When I was working one night I heard a woman start screaming for help as she was being robbed. This women had to be in her mid 60s, the punk robbing her early 20's. As he dragged her out into traffic, cars just went around them. There were a whole group of guys across the street at the 711 and none of them tried to help either. I had all ready called in for help on my radio and thought to myself gezzz I am a 50 year old woman and its going to have to be me that helps? Just as I started to go help some guy stopped his car in the middle of traffic and got the guy off her and chased him down.

The amazing thing was after he chased the guy off, he just got back in his car and left. Didnt hang around or anything. I real hero I thought. Unlike the little punks across the street. I wonder if it had been their momma, would they have stayed so idle.

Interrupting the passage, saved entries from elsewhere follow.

PR #2581, opened 2025-04-29
Implement plugins

### LINKED ISSUE #2576: Support server-side plugins
The proposal is to introduce a server-side plugin system for dstack. An MVP is to allow plugins modify configurations/specs on apply.

r4victor:
Closes #2576 

The PR adds support for server-side dstack plugins. Plugins are enabled via server/config.yml:

```yaml
plugins:
  - my_dstack_plugin
  - some_other_plugin
projects:
- name: main
```

To implement a plugin, plugin authors create a Python package with a `dstack.plugins.Plugin` subclass and export it as a package entrypoint:

```toml
[project.entry-points."dstack.plugins"]
my_dstack_plugin = "my_dstack_plugin:MyPlugin"
```

Currently, the only plugins functionality is `ApplyPolicy` that change apply specs (run/fleet/volume/gateway).

Notes:
* `ApplyPolicy.on_apply()` will usually be called twice: on getting a plan and on apply. So if `on_apply()` is non-deterministic, the spec displayed in the plan can be different from the actual applied spec. Discussed with @peterschmidt85 that this is a desired behavior as otherwise plugin authors would need to double-check the modified spec.

A plugin guide is TBD.


pyproject.toml
```diff
@@ -34,6 +34,7 @@ dependencies = [
     "psutil",
     "gpuhunt>=0.1.3,<0.2.0",
     "argcomplete>=3.5.0",
+    "backports.entry-points-selectable",
```
un-def: Can't it be moved to `server` extras?

docs/docs/concepts/plugins.md
```diff
@@ -0,0 +1,113 @@
...
+    def on_run_apply(self, user: str, project: str, spec: RunSpec) -> RunSpec:
+        # Forcing some limits
+        spec.configuration.max_price = 2.0
+        spec.configuration.max_duration = "1d"
+        # Setting some extra tags
+        if spec.configuration.tags is None:
+            spec.configuration.tags = {}
+        spec.configuration.tags |= {
+            "team": "my_team",
+        }
```
un-def, line 103: I would add an example of how to check configuration type:

```python
from dstack.api import Service

...
    # if spec.configuration.type == "service":  won't narrow the Python type
    if isinstance(spec.configuration, Service):
       spec.configuration.https = True  # service-specific property
```

un-def (approved):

I was even training a guy that night and he did nothing as well except stand like a dear in headlights. He did get back and car and say well if it was 20 years I ago I would have done something... hmmm I wonder about that.

Now I know mine was a robbery but he was still beating the old lady up and dragging her across the street, so still abuse on a different level.

I was happy to see some folks try in the end of the video at least.

Sometimes I think all it takes is for one person to make the first move then the rest of the cattle will follow. Still, so very sad to see we haven't even gotten above this level as humans. tsk tsk. How are we ever going to reach anywhere else? Not feeling the love here at all....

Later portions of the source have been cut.